* _TASK INSTRUCTIONS_
Each line from the opening of the records that follow to the line with "For Elastic Agent we" needs to be written out exactly. Add nothing.

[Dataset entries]
- - -
Issue #4588, opened 2024-04-17
Allow different package contents by package type


pchila:
Elastic Agent already packages different components for different platforms (os/cpu architecture pairs) but as shown in PR #4584 we have the need to include different components depending also on the package format.

The goal of this issue is to modify the packaging process so we can describe what exactly a given package should contain or exclude and exert more control over the packaging process overall,

Once this issue is implemented the hack introduced in PR #4584 should be replaced with a proper solution that leverages the package specs/component manifests.

PR #7173, opened 2025-03-04
EDOT and Slim docker images added

### LINKED ISSUE #6764: EDOT-Collector Docker Images
As a follow-on to https://github.com/elastic/elastic-agent/pull/6542

Implementing this for the elastic-agent images is a breaking change, but we also want to introduce new `edot-collector` images for Elastic Agent.

For Elastic Agent we want there to be two docker images: `elastic-agent` which includes all components and `elastic-agent-slim`, which would be a container built with only agentbeat, osqueryd, and pf-host-agent.

For EDOT Collector, we want there to be one docker image: `edot-collector` which includes only Agentbeat and osqueryd. Ideally this would be the same image as `elastic-agent-slim`, simply aliased to `edot-collector`.

As a workaround to enable availability of the `edot-collector` image starting with 9.0, without making a breaking change later, we could base our edot-collector image on the existing elastic-agent image, and simply delete the extra components from the image. The addition/removal of the components would still occupy space in the image as they would be done in separate layers, but the binaries would be unavailable for a customer to leverage.

When we are ready to take on work to produce the slim image from scratch we will be able to swap it in without a breaking change for users.

michalpristas:
## What does this PR do?

This PR adds 2 new docker images
- `slim` with, agentbeat and profiling
- `edot-collector` with agentbeat

It also modifies packaging so in case spec file is specified with option `expand_spec` everything from components directory conforming to filter specified in a spec file is copied over not just a spec file. 

EDOT image defaults to otel mode 

Closes #6764


dev-tools/packaging/packages.yml
```diff
@@ -299,6 +305,67 @@ shared:
         source: '{{ elastic_beats_dir }}/specs/connectors.spec.yml'
         mode: 0644
 
+  - &agent_docker_edot_spec
+    <<: *agent_binary_spec_no_components
+    docker_variant: 'edot-collector'
+    extra_vars:
+      dockerfile: 'Dockerfile.elastic-agent.tmpl'
+      docker_entrypoint: 'docker-entrypoint.elastic-agent.tmpl'
```
cmacknz, line 313: I think we would want the entrypoint to explicitly be the otel sub-command for this image

cmacknz: I see this is getting handled by an env var.

cmacknz (commented):
You need some tests that the images do what they are supposed to do. We have the following requirements to prove actually happened:

1. The elastic-agent-slim image runs as an elastic-agent, is smaller than the basic image, and only includes agentbeat, osqueryd, and pf-host-agent
2. The edot-collector images runs as an otel collector, is smaller than the slim images, and includes agentbeat.

You have added the additional capability which we should confirm we actually need, which is that the edot-collector will run as an Elastic Agent
if you add `ELASTIC_AGENT_OTEL=false`. We can remove a couple of files if we don't need this. People who would do this
can just use the slim image instead. As is, you may see people choose this image if they want the smallest possible elastic agent container we
have and they use Beat based integrations that are not OSQuerybeat. This might create some confusion for us when triaging problems as people
will be using EDOT collector to run integrations with Beats as sub-processes (vs the long term approach of Beats receivers without the agentbeat
binary). `docker run --env ELASTIC_AGENT_OTEL=false docker.elastic.co/elastic-agent/elastic-agent-edot-collector:9.1.0-SNAPSHOT` right now
runs a standard Elastic Agent.

Some of this could be done as packaging tests, I think we need at least one test that makes sure these images actually run. If we can avoid just
feeding these contains through every single Kubernetes test we have that would be ideal. @pkoutsovasilis happy to get your opinion on smarter ways to test these besides just running the existing k8s tests on them as another variant.

Checking the sizes the size relationships are as expected with respect to the elastic-agent image, but the slim and edot images are still huge and
edot is barely smaller than slim making me question if it should be a different container spec vs just the same one renamed.

```sh
docker inspect -f "{{ .Size }}" docker.elastic.co/elastic-agent/elastic-agent:9.1.0-SNAPSHOT
1586975035 # 1.58 GB

docker inspect -f "{{ .Size }}" docker.elastic.co/elastic-agent/elastic-agent-slim:9.1.0-SNAPSHOT
988323176 # 988 MB, 62.2% of elastic-agent

>>> 988323176 / 1586975035.0
0.6227717224297734

docker inspect -f "{{ .Size }}" docker.elastic.co/elastic-agent/elastic-agent-edot-collector:9.1.0-SNAPSHOT
903081204 # 903 MB, 56.9% of elastic-agent
```

Looking at where the size is coming from, it's the giant chown command that has always caused all our problems. Do we still need this
in the exact same form for edot and slim images, or are we stuck with it?

```sh
docker history docker.elastic.co/elastic-agent/elastic-agent-edot-collector:9.1.0-SNAPSHOT
IMAGE          CREATED          CREATED BY                                      SIZE      COMMENT
964421276311   26 minutes ago   ENTRYPOINT ["/usr/bin/tini" "--" "/usr/local…   0B        buildkit.dockerfile.v0
<missing>      26 minutes ago   WORKDIR /usr/share/elastic-agent                0B        buildkit.dockerfile.v0
<missing>      26 minutes ago   ENV LIBBEAT_MONITORING_CGROUPS_HIERARCHY_OVE…   0B        buildkit.dockerfile.v0
<missing>      26 minutes ago   USER elastic-agent                              0B        buildkit.dockerfile.v0
<missing>      26 minutes ago   COPY /usr/share/elastic-agent/NOTICE.txt /li…   5.89MB    buildkit.dockerfile.v0
<missing>      26 minutes ago   COPY /usr/share/elastic-agent/LICENSE.txt /l…   3.86kB    buildkit.dockerfile.v0
<missing>      26 minutes ago   RUN /bin/sh -c mkdir /licenses # buildkit       0B        buildkit.dockerfile.v0
<missing>      26 minutes ago   RUN /bin/sh -c chmod 0777 /usr/share/elastic…   101kB     buildkit.dockerfile.v0

# Ouch
<missing>      26 minutes ago   COPY --chown=elastic-agent:elastic-agent /us…   828MB     buildkit.dockerfile.v0

<missing>      26 minutes ago   RUN /bin/sh -c groupadd --gid 1000 elastic-a…   4.18kB    buildkit.dockerfile.v0
<missing>      26 minutes ago   COPY docker-entrypoint /usr/local/bin/docker…   509B      buildkit.dockerfile.v0
<missing>      26 minutes ago   RUN /bin/sh -c set -e ;   TINI_BIN="";   TIN…   23.9kB    buildkit.dockerfile.v0
<missing>      26 minutes ago   ENV ELASTIC_AGENT_OTEL=true                     0B        buildkit.dockerfile.v0
<missing>      26 minutes ago   ENV GODEBUG=madvdontneed=1                      0B        buildkit.dockerfile.v0
<missing>      26 minutes ago   ENV PATH=/usr/share/elastic-agent:/usr/local…   0B        buildkit.dockerfile.v0
<missing>      26 minutes ago   ENV ELASTIC_CONTAINER=true                      0B        buildkit.dockerfile.v0
<missing>      26 minutes ago   LABEL org.label-schema.build-date=2025-03-10…   0B        buildkit.dockerfile.v0
<missing>      26 minutes ago   RUN /bin/sh -c for iter in {1..10}; do      …   55.3MB    buildkit.dockerfile.v0
<missing>      26 minutes ago   ENV BEAT_SETUID_AS=elastic-agent                0B        buildkit.dockerfile.v0
<missing>      2 days ago       apko                                            13.5MB    This is an apko single-layer image
```

dev-tools/packaging/packages.yml
```diff
@@ -988,6 +1055,59 @@ specs:
           '{{.BeatName}}{{.BinaryExt}}':
             source: ./build/golang-crossbuild/{{.BeatName}}-{{.GOOS}}-{{.Platform.Arch}}{{.BinaryExt}}
     #### wolfi-based ####
+    #### Slim docker images ####
+    - os: linux
+      arch: amd64
+      types: [ docker ]
+      spec:
+        # The service image is always based on Wolfi
```
cmacknz, line 1063: This comment doesn't look like applies and is repeated for times

dev-tools/packaging/packages.yml
```diff
@@ -988,6 +1055,59 @@ specs:
...
+        files:
+          '{{.BeatName}}{{.BinaryExt}}':
+            source: ./build/golang-crossbuild/{{.BeatName}}-{{.GOOS}}-{{.Platform.Arch}}{{.BinaryExt}}
+    #### EDOT collector docker images ####
+    - os: linux
+      arch: amd64
+      types: [ docker ]
+      spec:
+        # The service image is always based on Wolfi
+        <<: *docker_wolfi_spec
```
cmacknz, line 1091: Using only wolfi here (for both edot and slim but I think it's worse for EDOT) I think limits people's ability to customize the image. Probably we will need UBI variants as well to handle that case.

pkoutsovasilis:
@cmacknz while thinking of our viable approach here I am thinking of some sort of spec where it would capture for each container image (and for any package artefact in general tbh) what should exist in it, what permissions and capabilities it should have, pretty much like a `catalog`. If we had that then testing all of these "flavors/variants" right after packaging would be pretty much straight forward. Also with some unit-test apprach we could even invoke upgrades only and make sure that we transition properly from catalog `A` to `B`. 

@pchila since I have read the latest RFC, please correct me if I am wrong but I think I recall reading something similar, to what I describe above, in it, right?

pchila:
> @pchila since I have read the latest RFC, please correct me if I am wrong but I think I recall reading something similar, to what I describe above, in it, right?

@pkoutsovasilis I guess you are referring to the original version of the RFC that originated https://github.com/elastic/elastic-agent/pull/4193
In that document the PackageManifest contained sets of globs matching expected files for both install and update operations, we could reuse the idea to collect components/input types/ full file lists during packaging and checking those during tests.

dev-tools/packaging/templates/docker/Dockerfile.edot.tmpl
pchila, line 1: Why is another Dockerfile template needed? What are the main differences with the regular Dockerfile.tmpl ?

dev-tools/mage/copy.go
```diff
@@ -63,6 +70,15 @@ func (t *CopyTask) isExcluded(src string) bool {
 			return true
 		}
 	}
+
+	return false
+}
+
+func (t *CopyTask) isDestinationExcluded(dst string) bool {
```
pchila, line 77: Is this function needed to exclude some paths? I remember seeing the same for the install flavors PR.
If this is the purpose shouldn't we try to do something that is useful in general?
See https://github.com/elastic/elastic-agent/issues/4588 for example.
Upcoming FIPS work will need some restriction on components included in packages as well.

cc @cmacknz

dev-tools/mage/dockerbuilder.go
```diff
@@ -103,8 +106,35 @@ func (b *dockerBuilder) exposePorts() []string {
...
+				}
+				return fmt.Errorf("failed reading spec file for component %q: %w", specFilename, err)
+			}
+
+			// create filter
+			allowedPaths, err := component.ParseComponentFiles(specContent, specFilename, true)
+			if err != nil {
+				return fmt.Errorf("failed computing component files %q: %w", specFilename, err)
+			}
+			checkFn, err = install.SkipComponentsPathWithSubpathsFn(allowedPaths)
```
pchila, line 128: We are introducing a dependency here between `dev-tools` and `elastic-agent` install package here.
Same with the `component.ParseComponentFiles` call a few lines above this.
I am not sure that this is the correct dependency direction between build/package code and the code being packaged

dev-tools/packaging/package_test.go
```diff
@@ -301,11 +306,15 @@ func checkNpcapNotices(pkg, file string, contents io.Reader) error {
 	return nil
 }
 
-func checkDocker(t *testing.T, file string) {
+func checkDocker(t *testing.T, file string) (string, int64) {
+	if !strings.HasPrefix(file, "edot-collector") {
+		return checkEdotCollectorDocker(t, file)
+	}
```
pchila, line 312: aside from the "special checks" that an Edot collector docker image has here, shouldn't the condition be 
```suggestion
	if strings.HasPrefix(file, "edot-collector") {
		return checkEdotCollectorDocker(t, file)
	}
```

dev-tools/mage/copy.go
cmacknz: Good point, this is excluding specific binaries which is exactly what the FIPS variant will require.

+1 to generalizing.

dev-tools/mage/dockerbuilder.go
michalpristas: we do have flavors so besides duplicating logic there needs to be some kind of dependency.

dev-tools/mage/copy.go
michalpristas: this is checkFn not bound with flavors. you can pass whatever you like here. i do pass one from flavors to spare myself logic of parsing manifest and extracting paths out of it. but if you have checkFn provider for fips use case you can have that. you can have compundCheckFnProvider accepting more checks and returning skip if any of them fails. this can be enhanced. but please let's not do it here as it's not really related and i'm not sure how many `mage package` runs i have left

dev-tools/packaging/packages.yml
```diff
@@ -988,6 +1053,56 @@ specs:
           '{{.BeatName}}{{.BinaryExt}}':
             source: ./build/golang-crossbuild/{{.BeatName}}-{{.GOOS}}-{{.Platform.Arch}}{{.BinaryExt}}
     #### wolfi-based ####
+    #### Slim docker images ####
+    - os: linux
+      arch: amd64
+      types: [ docker ]
+      spec:
+        <<: *docker_ubi_spec
```
cmacknz, line 1061: We should have both UBI and Wolfi, not either or. For both Slim and EDOT.

Wolfi has license restrictions but will have no OS CVEs because they are distroless.

UBI is OSS but will have OS CVEs in it.

AFAIK, we need both variants for every image we intend to be widely used.

dev-tools/packaging/templates/docker/docker-entrypoint.edot.tmpl
```diff
@@ -0,0 +1,14 @@
...
+
+set -eo pipefail
+
+# For information on the possible environment variables that can be passed into the container. Run the following
+# command for information on the options that are available.
+#
+# `./elastic-agent container --help`
+#
+
+exec {{ .BeatName }} otel "$@"
```
cmacknz, line 14: I think we can probably start using the `edot-colletor` image directly in our existing tests where ever we use ELASTIC_AGENT_OTEL: 

For example: https://github.com/michalpristas/elastic-agent/blob/29051e1bb7b5086beca0b453a0ac527dfeca7ead/testing/integration/kubernetes_agent_standalone_test.go#L207-L210

That will give you testing of the edot image. I would say we will eventually deprecate the ELASTIC_AGENT_OTEL variable in place of this container image rather than maintain it.

Let's add a log message that ELASTIC_AGENT_OTEL is deprecated and that you should use the edot-collector image directly instead so we can just delete it in 18 months or whatever time we consider reasonable since it will have been formally deprecated.

cmacknz: The Helm charts can also be updated to use the edot-collector image directly https://github.com/michalpristas/elastic-agent/blob/29051e1bb7b5086beca0b453a0ac527dfeca7ead/deploy/helm/edot-collector/kube-stack/values.yaml#L36-L38

pkg/testing/kubernetes/supported.go
```diff
@@ -72,6 +72,14 @@ var variants = []struct {
 		Name:  "service",
 		Image: "docker.elastic.co/beats-ci/elastic-agent-service",
 	},
+	{
+		Name:  "edot-collector",
```
cmacknz, line 76: If this has the same test coverage as the ELASTIC_AGENT_OTEL=true tests that exist already, instead of using edot in their place as https://github.com/elastic/elastic-agent/pull/7173/files#r1999460268 suggest perhaps we just need to delete those extra tests.

cmacknz:
The new docker containers got slightly larger after the latest change. Possibly just the change of base image is responsible for this.

```
❯ docker inspect -f "{{ .Size }}" docker.elastic.co/elastic-agent/elastic-agent:9.1.0-SNAPSHOT
1586579673

❯ docker inspect -f "{{ .Size }}" docker.elastic.co/elastic-agent/elastic-agent-slim:9.1.0-SNAPSHOT
1034258193

❯ docker inspect -f "{{ .Size }}" docker.elastic.co/elastic-agent/edot-collector:9.1.0-SNAPSHOT
948386470
```

Addressing the size still being ridiculous would be nice but might have to happen as a follow up.

dev-tools/packaging/packages.yml
```diff
@@ -301,6 +307,65 @@ shared:
         source: '{{ elastic_beats_dir }}/specs/connectors.spec.yml'
         mode: 0644
 
+  - &agent_docker_edot_spec
+    <<: *agent_binary_spec_no_components
+    docker_variant: 'edot-collector'
```
cmacknz, line 312: The third name change is the charm: https://github.com/elastic/elastic-agent/issues/6764#issuecomment-2730506335

`elastic-otel-collector`

deploy/helm/edot-collector/kube-stack/managed_otlp/values.yaml
```diff
@@ -16,7 +16,7 @@ crds:
   create: true # Install the OpenTelemetry Operator CRDs.
 defaultCRConfig:
   image:
-    repository: "docker.elastic.co/beats/elastic-agent"
+    repository: "docker.elastic.co/beats/elastic-otel-collector"
```
michalpristas, line 19: @pkoutsovasilis do we have test for helm charts?

pkoutsovasilis: So there are already some that utilise the EDOT variant [here](https://github.com/elastic/elastic-agent/blob/main/testing/integration/otel_helm_test.go#L31) and [here](https://github.com/elastic/elastic-agent/blob/main/testing/integration/kubernetes_agent_standalone_test.go#L206)

and there is also [this issue](https://github.com/elastic/elastic-agent/issues/7381) to bring in more 🙂

jlind23:
@michalpristas once this PR is merged we should follow up with an infra related PR just like this one https://github.com/elastic/infra/pull/42160/files

deploy/kubernetes/elastic-agent-kustomize/default/elastic-agent-standalone/base/elastic-agent-standalone-daemonset.yaml
```diff
@@ -40,7 +40,7 @@ spec:
       #        mountPath: /etc/elastic-agent/inputs.d
       containers:
         - name: elastic-agent-standalone
-          image: docker.elastic.co/elastic-agent/elastic-agent:9.1.0
+          image: docker.elastic.co/elastic-agent/elastic-otel-collector:9.1.0
```
pkoutsovasilis, line 43: should we change this one to the otel-collector? 🤔 this is a k8s manifest of the "traditional" elastic-agent

.buildkite/bk.integration.pipeline.yml
```diff
@@ -277,7 +277,7 @@ steps:
         matrix:
           setup:
             variants:
-            - "basic,wolfi,complete,complete-wolfi,service,cloud"
+            - "basic,wolfi,complete,complete-wolfi,service,elastic-otel-collector-wolfi,elastic-otel-collector"
```
cmacknz, line 280: This is missing slim and slim-wolfi?

deploy/helm/edot-collector/kube-stack/managed_otlp/values.yaml
cmacknz, line 19: I think these might be used for demos and are the reference for how to use EDOT, so once this merges but before the first snapshot or release with these images are available this might be broken.

cmacknz: Updating them like this is definitely what we want to do, but this has some chance of causing a bit of chaos until the unified release changes we need actually happen everywhere

pkoutsovasilis: ok so if I decode correctly the above, we leave the manifests intact but we extend only the tests to use the new images?

dev-tools/packaging/package_test.go
```diff
@@ -115,9 +115,21 @@ func TestZip(t *testing.T) {
...
+
+	if len(dockers) > 0 {
+		// run only as part of packaging testing
+		require.Less(t, sizeMap["elastic-otel-collector"], sizeMap["elastic-agent-slim"], "unexpected size: %v", sizeMap)
+		require.Less(t, sizeMap["elastic-agent-slim"], sizeMap["elastic-agent"], "unexpected size: %v", sizeMap)
+
+		// run wolfi checks
+		require.Less(t, sizeMap["elastic-otel-collector-wolfi"], sizeMap["elastic-agent-slim-wolfi"], "unexpected size: %v", sizeMap)
+		require.Less(t, sizeMap["elastic-agent-slim-wolfi"], sizeMap["elastic-agent-wolfi"], "unexpected size: %v", sizeMap)
```
cmacknz, line 132: These checks need to be conditional on the selected variants.

```sh
DOCKER_VARIANTS=slim,edot-collector,basic EXTERNAL=true SNAPSHOT=true PACKAGES=docker PLATFORMS=linux/arm64 mage package
>> Testing package contents
package ran for 5m20.579235333s
Error: error running package_test.go: running "go test /Users/cmackenzie/go/src/github.com/elastic/elastic-agent/dev-tools/packaging/package_test.go -root-owner -files /Users/cmackenzie/go/src/github.com/elastic/elastic-agent/build/distributions/*" failed with exit code 1, stdout: --- FAIL: TestDocker (17.86s)
    package_test.go:120: /Users/cmackenzie/go/src/github.com/elastic/elastic-agent/build/distributions/elastic-agent-9.1.0-SNAPSHOT-linux-arm64.docker.tar.gz
    package_test.go:120: /Users/cmackenzie/go/src/github.com/elastic/elastic-agent/build/distributions/elastic-agent-slim-9.1.0-SNAPSHOT-linux-arm64.docker.tar.gz
    package_test.go:131:
                Error Trace:    /Users/cmackenzie/go/src/github.com/elastic/elastic-agent/dev-tools/packaging/package_test.go:131
                Error:          "0" is not less than "0"
                Test:           TestDocker
                Messages:       unexpected size: map[elastic-agent:417474174 elastic-agent-slim:277013799]
FAIL
FAIL    command-line-arguments  18.339s
FAIL
```

The failure above happens because I didn't include the wolfi images.

cmacknz:
Taking another look at where the container size comes from, I misread the docker file and it isn't us chowning things it's the command that copies dependencies into the image.

```sh
docker inspect -f "{{ .Size }}" docker.elastic.co/elastic-agent/elastic-agent-slim:9.1.0-SNAPSHOT
1034520505 # 1.034 GB
```

Looking at the slim image it's got 872M in the elastic-agent directory of which 866MB is just the binaries themselves.

```sh
du -h /usr/share/elastic-agent/
872M    /usr/share/elastic-agent/

bash-5.1$ du -h data/elastic-agent-a77a7d/components
501M    data/elastic-agent-a77a7d/components/
bash-5.1$ du -h data/elastic-agent-a77a7d/elastic-agent
365M    data/elastic-agent-a77a7d/elastic-agent
```

Not much we can do in the container image itself besides making the actual binaries smaller. A lot of the elastic-agent binary size increase is from beats receivers.

Using the history command the only thing that jumps out as crazy is 103 MB from the `LABEL` command or things surrounding it. It doesn't show me exactly where this is coming from.

```sh
docker history docker.elastic.co/elastic-agent/elastic-agent-slim:9.1.0-SNAPSHOT
IMAGE          CREATED          CREATED BY                                      SIZE      COMMENT
# The notice file is 6MB!
<missing>      27 minutes ago   COPY /usr/share/elastic-agent/NOTICE.txt /li…   5.9MB        buildkit.dockerfile.v0

# This is the actual binary files being copied to the image.
<missing>      27 minutes ago   COPY --chown=elastic-agent:elastic-agent /us…   912MB     buildkit.dockerfile.v0
       buildkit.dockerfile.v0

# This us installing runtime dependencies via microdnf
<missing>      23 hours ago     RUN /bin/sh -c for iter in {1..10}; do      …   12.8MB    buildkit.dockerfile.v0

# Where is this 103 MB coming from? The LABEL command ?!?
<missing>      5 days ago       /bin/sh -c #(nop) LABEL "build-date"="2025-0…   103MB
<missing>      5 days ago       /bin/sh -c . /cachi2/cachi2.env &&     rm -r…   0B
<missing>      5 days ago       /bin/sh -c #(nop) CMD ["/bin/bash"]             0B
<missing>      5 days ago       /bin/sh -c #(nop) COPY file:b37d593713ee21ad…   0B
<missing>      5 days ago       /bin/sh -c #(nop) COPY dir:b7138ac36fc7710c1…   0B
<missing>      5 days ago       /bin/sh -c #(nop) ENV container oci             0B
<missing>      5 days ago       /bin/sh -c #(nop) LABEL io.openshift.tags="m…   0B
<missing>      5 days ago       /bin/sh -c #(nop) LABEL io.openshift.expose-…   0B
<missing>      5 days ago       /bin/sh -c #(nop) LABEL io.k8s.display-name=…   0B
<missing>      5 days ago       /bin/sh -c #(nop) LABEL io.k8s.description="…   0B
<missing>      5 days ago       /bin/sh -c #(nop) LABEL description="The Uni…   0B
<missing>      5 days ago       /bin/sh -c #(nop) LABEL summary="Provides th…   0B
<missing>      5 days ago       /bin/sh -c #(nop) LABEL com.redhat.license_t…   0B
<missing>      5 days ago       /bin/sh -c #(nop) LABEL com.redhat.component…   0B
<missing>      5 days ago       /bin/sh -c #(nop) LABEL url="https://www.red…   0B
<missing>      5 days ago       /bin/sh -c #(nop) LABEL vendor="Red Hat, Inc…   0B
<missing>      5 days ago       /bin/sh -c #(nop) LABEL maintainer="Red Hat,…   0B
```

deploy/helm/edot-collector/kube-stack/managed_otlp/values.yaml
cmacknz: In this PR, yes. We should update these manifests, but only after there is a publicly available docker image to point them at. Otherwise, these charts will not work by default from main for however long it takes for the unified release job to publish the new container images.

cmacknz: Undo this change here and we'll do it as a follow up.

.buildkite/bk.integration.pipeline.yml
cmacknz: We need to smoke test it somehow to make sure it isn't completely broken. If there's a better way that's great but if this is the only way then we need it.

pkoutsovasilis: at the time being I cannot offer a better solution than introducing these variants in the k8s integration tests. However, I split up the variants into two groups (non-wolfi and wolfi ones) so k8s integration tests duration won't be hindered

deploy/helm/edot-collector/kube-stack/managed_otlp/values.yaml
pkoutsovasilis: ok no image changes in deploy. For now we do the necessary (kinda hacky for the env vars) changes only in our tests and we test both `edot-collector` and `edot-collector-wolfi`. Feel free to unresolve if you spot anything else 🙂

.buildkite/bk.integration.pipeline.yml
pkoutsovasilis: ok `slim` and `slim-wolfi` variants are not being tested under both kustomize and helm chart k8s integration tests. Feel free to unresolve if you spot anything else 🙂

dev-tools/packaging/packages.yml
pkoutsovasilis: I believe this has already been addressed and now the docker_variant for edot points to `elastic-otel-collector` and `elastic-otel-collector-wolfi`. Please unresolve if you spot anything else 🙂

dev-tools/packaging/templates/docker/Dockerfile.edot.tmpl
pkoutsovasilis: ok AFAICT this has been altered and now we use the same Dockerfile template as before. Please unresolve if you spot anything else 🙂

dev-tools/packaging/package_test.go
pkoutsovasilis: nice catch! I just push a commit that applies these checks only for variants that are actually built (https://github.com/elastic/elastic-agent/pull/7173/commits/56ab883490c3d3863356c0b1e33b6425cfe4f8f9). Feel free to unresolve if you spot anything else 🙂

dev-tools/mage/copy.go
pkoutsovasilis: guys have we reached a consensus here? maybe we should have a quick sync about it? 🙂

pchila: The checkFn is not the ideal solution for the FIPS upcoming work but since this is under time constraints to get in 9.0, I guess we can merge it as-is and rework it later for FIPS

dev-tools/mage/dockerbuilder.go
pchila: We also have a declarative YAML where package specs can be configured and that would not introduce a dev-tool -> elastic-agent code dependency.

Since this is under time constraints to get in 9.0, I guess we can merge it as-is and rework it later

dev-tools/mage/copy.go
michalpristas: cc @ebeahan

jlind23 (approved):

cmacknz (approved):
- - -
* _WRITTEN ANSWER_
Issue #4588, opened 2024-04-17
Allow different package contents by package type


pchila:
Elastic Agent already packages different components for different platforms (os/cpu architecture pairs) but as shown in PR #4584 we have the need to include different components depending also on the package format.

The goal of this issue is to modify the packaging process so we can describe what exactly a given package should contain or exclude and exert more control over the packaging process overall,

Once this issue is implemented the hack introduced in PR #4584 should be replaced with a proper solution that leverages the package specs/component manifests.

PR #7173, opened 2025-03-04
EDOT and Slim docker images added

### LINKED ISSUE #6764: EDOT-Collector Docker Images
As a follow-on to https://github.com/elastic/elastic-agent/pull/6542

Implementing this for the elastic-agent images is a breaking change, but we also want to introduce new `edot-collector` images for Elastic Agent.

For Elastic Agent we want there to be two docker images: `elastic-agent` which includes all components and `elastic-agent-slim`, which would be a container built with only agentbeat, osqueryd, and pf-host-agent.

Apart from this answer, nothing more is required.